Robust Imitation Learning for Automated Game Testing
Pierluigi Vito Amadori, Timothy Bradley, Ryan Spick, Guy Moss
TL;DR
EVOLUTE addresses the high cost of automated game testing by proposing a two-stream imitation learning framework that splits actions into discrete and continuous components: FF-BC for discrete actions and EnergyControlled-BC (an energy-based BC) for continuous actions. The model trains the discrete stream with standard BCE-based behavioural cloning and the continuous stream with a learned energy function $E_{\theta}(\mathbf{s},\mathbf{a}_c)$ trained via Knowledge-Contrastive (InfoNCE) objectives and No-Grad/Grid-Search inference to identify low-energy actions. Empirical results in a shooting–driving game (Hardware Rivals) show EVOLUTE offers superior generalisation and exploration, achieving more kills and longer survival than a pure BC baseline, and remaining effective with limited data and even without depth information.
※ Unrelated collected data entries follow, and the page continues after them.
PR #395, opened 2026-09-18
fix(gitea): write PR workflow changes to the source repository

myluoluo:
## What has been done?

- Resolve Gitea's authoritative PR head repository and branch before preparing a writable PR workspace. Fail if resolution or source checkout fails, without falling back to the target repository.
- Use that workspace for commit-to-pr in README Sync, i18n coverage, unit-test generation and E2E promotion.
- Reject offer-as-pr for Gitea fork PRs before pushing. Preserve same-repository offers, merge-time promotion and existing checkout behavior for other providers.
- Propagate failed writes, pushes and follow-up PR creation to workflow results, including partial E2E file-write failures.

## Why?

When a fork PR uses a branch name that also exists in the target repository, such as main, the old checkout can clone the target branch successfully. Its origin remains the target repository, so generated documentation or tests can be pushed there instead of to the PR's source branch.

Fetching a PR ref after a failed branch clone does not address this case. Writable workspaces need the source repository coordinates, and failed writes must not be reported as successful workflows.

## What has been tested?

- Rebased onto develop at 7aa8825 and preserved its managed-SSH additions. With Java 21 and Maven 3.9: clean test compilation, all 214 test classes in four batches (1,890 tests, zero failures/errors/skips), and the remaining verify/package phase with tests skipped because they had already run. Each Maven invocation had a 60-second limit.
- The JavaScript Git integration form regression and git diff --check passed.
- Regression tests cover two real local Git repositories with same-named main branches, source-only writes, authoritative-resolution failures, legacy provider fallback, lifecycle routing and failed-write reporting.
- Live Gitea 1.27.3 acceptance used temporary repositories and real PR comments, webhook delivery, model execution and Git pushes. Both a fork PR and a same-repository PR received a README-only bot commit on the source branch. PR head SHAs matched those commits, and the target main SHA stayed unchanged. Temporary repositories and test credentials were removed.
- The live test exercised README Sync commit-to-pr on the release-based deployment. Other workflows and failure cases were covered locally; the develop-based contribution is not claimed to have been redeployed for live testing.

## How AI was used?

AI assisted with diagnosis, implementation, regression tests, upstream compatibility checks and live acceptance. Separate AI reviewers assessed the plan and implementation; a review finding about partial E2E file writes was reproduced with failing tests, fixed and re-reviewed. The contributor directed the scope and reviewed the proposed approach.


max-california (approved):
## 🤖 Agentic Code Review

## Summary

The authoritative Gitea head resolution and fail-closed writable workspace address the wrong-repository push risk. The affected workflows now consistently surface checkout, write, push, and follow-up PR failures, and the regression coverage is strong.

No blocking, medium, or low-severity findings.

---

max-california (approved):
## 🤖 Agentic Code Review

Summary: the core fix looks sound. The new authoritative PR-head resolution closes the “same branch name in target repo” Gitea bug, and I like that write/push/follow-up-PR failures now propagate to workflow status instead of being silently treated as success. I only found one maintainability/correctness gap around duplicated head-resolution error handling.

## MEDIUM

### `isAuthoritativePullRequestFromFork` can now throw uncaught provider errors before workflow error reporting
`src/main/java/org/remus/giteabot/agent/validation/WorkspaceService.java:220`

`prepareWritablePullRequestWorkspace(...)` defensively wraps `getPullRequestHead(...)` and converts resolution failures into a `WorkspaceResult.failure(...)`, but `isAuthoritativePullRequestFromFork(...)` calls the same provider method directly and dereferences the result without any validation/catch.

That means the newly added early fork checks in:
- `src/main/java/org/remus/giteabot/prworkflow/readmesync/ReadmeSyncService.java:115`
- `src/main/java/org/remus/giteabot/prworkflow/i18n/I18nCoverageService.java:107`
- `src/main/java/org/remus/giteabot/prworkflow/e2e/promotion/SuitePromotionService.java:109`

will fail via an exception path if Gitea returns malformed PR data or the API call itself fails. In `ReadmeSyncService`/`I18nCoverageService` that becomes a generic “unexpected error”; in `SuitePromotionService` it relies on the outer broad catch. Functionally it won’t write to the wrong repo, but it’s inconsistent with the fail-closed/report-cleanly behavior you implemented for writable workspace preparation.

The approach demonstrates robust automated game testing capabilities, reducing reliance on exhaustive human playtesting and offering practical benefits for quality assurance in game development.
Abstract
Game development is a long process that involves many stages before a product is ready for the market. Human play testing is among the most time consuming, as testers are required to repeatedly perform tasks in the search for errors in the code. Therefore, automated testing is seen as a key technology for the gaming industry, as it would dramatically improve development costs and efficiency. Toward this end, we propose EVOLUTE, a novel imitation learning-based architecture that combines behavioural cloning (BC) with energy based models (EBMs). EVOLUTE is a two-stream ensemble model that splits the action space of autonomous agents into continuous and discrete tasks. The EBM stream handles the continuous tasks, to have a more refined and adaptive control, while the BC stream handles discrete actions, to ease training. We evaluate the performance of EVOLUTE in a shooting-and-driving game, where the agent is required to navigate and continuously identify targets to attack. The proposed model has higher generalisation capabilities than standard BC approaches, showing a wider range of behaviours and higher performances. Also, EVOLUTE is easier to train than a pure end-to-end EBM model, as discrete tasks can be quite sparse in the dataset and cause model training to explore a much wider set of possible actions while training.